[gmx-developers] Group cutoff-scheme simulation temperature affected by nh-chain-length
duyu at sioc.ac.cn
Thu Nov 2 07:01:06 CET 2017
Dear GMX-Developers and Shirts,
To reproduce the the problem, I use the material in GROMACS Tutorials Lysozyme in Water.
Yes, Prof. Shirts. If I use standard vdwtype=cut-off, coulombtype=pme and cutoff-scheme=group, the simulation temperature accords with the ref_t.
If I use gromos ff and tabulized potential, there is no temperature problem.
Now the problem is pinned on the relation between tabulized potential and thermostat under amber99sb-ildn ff.
I filed Bug #2286 in redmine.
Hope you could give some advice about this issue.
From:"Michael R Shirts" <Michael.Shirts at Colorado.EDU>
Sent Time:2017-10-23 19:43:38 (Monday)
To: "gmx-developers at gromacs.org" <gmx-developers at gromacs.org>, GMX-developer <gromacs.org_gmx-developers at maillist.sys.kth.se>
Subject: Re: [gmx-developers] Group cutoff-scheme simulation temperature affected by nh-chain-length
If you can file a bug report in redmine (http://redmine.gromacs.org/) with example files, that would be useful. Before you file it can you check if problem happens if you use standard cutoffs, instead of tabulated cutoffs? I wonder if there is some sort of code path that it’s going down. I will bet that combination of inputs has only very rarely been used. Also, you said the temperature jumps. Does it come back down to 310, or does it stay there?
Generally, I would recommend using v-rescale instead of Nose-Hoover. Nose-Hoover has some known flaws; increasing the chain length is supposed to help things, but doesn’t really help that much for realistic systems, just with very simple ones.
However, any Nose-Hoover change length should in principle give the same average, and did when the code was written. If it doesn’t, the code was broken somewhere, possibly because of lack of coverage in the regression tests and something getting out of sync.
michael.shirts at colorado.edu
Phone: (303) 735-7860
Office: JSCBB C123
Department of Chemical and Biological Engineering
University of Colorado Boulder
From: <gromacs.org_gmx-developers-bounces at maillist.sys.kth.se> on behalf of "Du, Yu" <duyu at sioc.ac.cn>
Reply-To: "gmx-developers at gromacs.org" <gmx-developers at gromacs.org>
Date: Monday, October 23, 2017 at 12:48 AM
To: GMX-developer <gromacs.org_gmx-developers at maillist.sys.kth.se>
Subject: [gmx-developers] Group cutoff-scheme simulation temperature affected by nh-chain-length
Dear GMX Developer and Prof. Hess,
I think this question is not common to GMX users, so I post it here.

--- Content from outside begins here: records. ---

PR #173, opened 2023-07-14
112-cannot-delete-list

### LINKED ISSUE #112: Cannot delete list.
See https://refugeejobsmarket.slack.com/archives/C42S4AJ73/p1687280507762239

samschlicht:
This only required a small change to the entity relationship between the saved_list and export_column, to avoid violating a foreign key constraint which was causing the error.

### DIFF
--- a/server/src/main/java/org/tbbtalent/server/model/db/SavedList.java
+++ b/server/src/main/java/org/tbbtalent/server/model/db/SavedList.java
@@ -202,7 +202,7 @@ public class SavedList extends AbstractCandidateSource {
     @ManyToMany(fetch = FetchType.LAZY, mappedBy = "sharedLists", cascade = CascadeType.MERGE)
     private Set<User> users = new HashSet<>();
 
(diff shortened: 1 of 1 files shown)


server/src/main/java/org/tbbtalent/server/model/db/SavedList.java
```diff
@@ -202,7 +202,7 @@ public class SavedList extends AbstractCandidateSource {
     @ManyToMany(fetch = FetchType.LAZY, mappedBy = "sharedLists", cascade = CascadeType.MERGE)
     private Set<User> users = new HashSet<>();
 
-    @OneToMany(fetch = FetchType.LAZY, mappedBy = "savedList", cascade = CascadeType.MERGE)
+    @OneToMany(fetch = FetchType.LAZY, mappedBy = "savedList", cascade = CascadeType.ALL)
```
camerojo, line 205: Makes sense! Well done!

Sometimes I think that ALL can be problematic - but this looks straightforward.

camerojo (approved):
It might be good if you could chat about what you learned about ALL.

PR #184, opened 2023-07-19
180 my cases only does not display cases for default partner contact

### LINKED ISSUE #180: MyCasesOnly does not display cases for default partner contact
Current my cases only filtering only uses the PartnerJob table

Cases that should belong to the default contact for the partner are not picked up.

camerojo:
Merged PR with new staging


camerojo:
Now that #165 is merged into staging, I will merge this with the new staging. That will mean that only the single actual change will appear in this PR.

sadatmalik (approved):
Ok

PR #187, opened 2023-07-19
179 inverting selections on a list which is not showing closed opps selects all closed opps

### LINKED ISSUE #179: Inverting selections on a list which is not showing closed opps, selects all closed opps
This is a problem because the selection is not visible (because closed opps aren't displaying), so any operation (eg changing stage) on the currently selected opps unexpected also modifies the closed opps.

It would be more intuitive if inverting selection only changed selection for currently displayed opps - ie ignored closed opps if they are not being displayed.

This is reported here: https://refugeejobsmarket.slack.com/archives/C42S4AJ73/p1689628028352509 by Saleem

camerojo:


server/src/main/java/org/tbbtalent/server/api/admin/SavedListCandidateAdminApi.java
```diff
@@ -149,6 +149,20 @@ public void replace(long savedListId, @Valid UpdateExplicitSavedListContentsRequ
         savedListService.mergeSavedList(savedListId, request);
     }
 
+    @Override
+    public  @NotNull List<Map<String, Object>> search(
+        long savedListId, @Valid SavedListGetRequest request) throws NoSuchObjectException {
+        SavedList savedList = savedListService.get(savedListId);
+
+        List<Candidate> candidates = this.candidateService
```
sadatmalik, line 157:
```suggestion
        List<Candidate> candidates = candidateService
```

sadatmalik (approved):
Neat solution - looks great.

PR #188, opened 2023-07-20
107 we need a strong visual indication that the aws test system httptctalent testorg is preview

### LINKED ISSUE #107: We need a strong visual indication that the AWS test system (http://tctalent-test.org/) is PREVIEW

cazcam34:
Also added colour change for local env as requested by @camerojo


camerojo (approved):
Looks good. Approved

PR #226, opened 2023-07-25
225 point to staging registry by default

### LINKED ISSUE #225: Update Gradle build - add environment properties
- [x] Decouple jib from build
- [x] Control both environments with properties (do not default to Prod)

sadatmalik:
- Use explicit property to control jib deployment environments
- Do not trigger jib on build

### DIFF
--- a/server/build.gradle
+++ b/server/build.gradle
@@ -125,7 +125,7 @@ jib {
     to {
         if (project.hasProperty("test-tc-system")) {
             image = "231168606641.dkr.ecr.us-east-1.amazonaws.com/test-ecs"
-        } else {
+        } else if (project.hasProperty("prod-tc-system")) {
             image = "968457613372.dkr.ecr.us-east-1.amazonaws.com/tbbtalentv2"
         }
         credHelper = 'ecr-login'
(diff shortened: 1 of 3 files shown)


server/build.gradle
```diff
@@ -125,15 +125,13 @@ jib {
...
             image = "231168606641.dkr.ecr.us-east-1.amazonaws.com/test-ecs"
-        } else {
+        } else if (project.hasProperty("prod-tc-system")) {
             image = "968457613372.dkr.ecr.us-east-1.amazonaws.com/tbbtalentv2"
         }
         credHelper = 'ecr-login'
     }
 }
 
-tasks.build.dependsOn tasks.jib
```
camerojo, line 135: Will jib run if this is not present?

Yes it will because the above dependency is now in the gradle build file. I don't think it was there previously.

camerojo (approved):

server/build.gradle
sadatmalik: Jib will not run automatically when executing "gradle build"

It has to be called explicitly now - "gradle jib" - this prevents it from running when not required for local builds.

Of course for Git Action builds we want Jib to always run - therefore it must be present as an explicit step. The below PR adds the required step to the Git Actions:

https://github.com/Talent-Catalog/talentcatalog/pull/250

PR #1630, opened 2024-11-13
Stage and logic changes implemented per issue description

### LINKED ISSUE #1629: New SF candidate opp stages
[Slack discussion](https://refugeejobsmarket.slack.com/archives/C42S4AJ73/p1730206359238559)

New candidate opp closing stages:
- [x] Job withdrawn
- [x] Job ineligible
 

New job closing stage logic:

- 'Job ineligible' automatically assigned when the job closing stage is one of
- [x] Ineligible employer
- [x] ineligible occupation
- [x] Ineligible region

- 'Job withdrawn' replaces 'Not fit for role' as automatic assignment when job closing stage is one of
- [x] Not interested
- [x] Too expensive
- [x] Too high wage
- [x] Too long

samschlicht:


ui/admin-portal/src/app/model/candidate-opportunity.ts
```diff
@@ -73,6 +73,8 @@ export enum CandidateOpportunityStage {
   jobOfferRetracted = "Closed. Job offer retracted",
   relocatedNoJobOfferPathway = "Closed. No job offer stream (Canadian pathway stream - based on skills not job offer)",
   trainingNotCompleted = "Closed. Training not completed",
+  jobWithdrawn = "Closed. Job withdrawn",
+  jobIneligible = "Closed. Job ineligible",
```
camerojo: The ordering of options is relevant because that is order that users will see the options displayed.

Instead of just adding them at the end it would be better to insert them in the list somewhere logical. Maybe next to the jobOfferRetracted. If no other logical applies, I like to go with alphabetical - so maybe in the order:

jobIneligible
jobOfferRetracted
jobWithdrawn

(and same change in candidate portal)

camerojo (changes requested):

ui/admin-portal/src/app/model/candidate-opportunity.ts
samschlicht: @camerojo good point, pushed a new commit with those changes!

camerojo (approved):

PR #1661, opened 2024-11-22
1649-merge-angular-and-spring-boot

camerojo:
Refactor so that search takes a nativeQuery and add method which can extract JSON from a naive query - make for more flexible logging.


camerojo:
Mistakenly put changes into this old branch

PR #1677, opened 2024-11-26
1658 refactoring of some elastic search service methods

### LINKED ISSUE #1658: Refactoring of some Elastic Search Service methods
The addElasticTermsFilter currently has built in processing for an optional SearchType parameter - applying and/or/not to the result of the terms query.

This should be implemented as a sub query. It is not right the way it is - although it works for our current use of it.

camerojo:


sadatmalik (approved):
Nicely done - so much better!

Prof. Hess is very familiar with the tabulized potential and group cutoff scheme, so I also CC this email to you. Any advice will be appreciated.
I simulated protein-ligand system (ref_t=300) with amber99sb-ildn ff. I used the normal table6-12.xvg tabulized potential to reproduce this problem.
In NVT simulation, integrator=md-vv, Tcoupl=nose-hoover, coulombtype=pme-user, vdwtype=user. I found that at the start of the simulation, there is a temperature jump to around 310K (average 310K in 100ps) higher than the ref_t (300K) under nh-chain-length=10.
1)I tuned and spotted the nh-chain-length parameter. If I used nh-chain-length=1 there is no temperature jump and temperature can converge very well to 300K.
2)I replicated the same experiment in verlet scheme, the temperature converged to ref_t 300K in 100ps and no jump in nh-chain-length=2, which can 50K temperature jump (to 350K).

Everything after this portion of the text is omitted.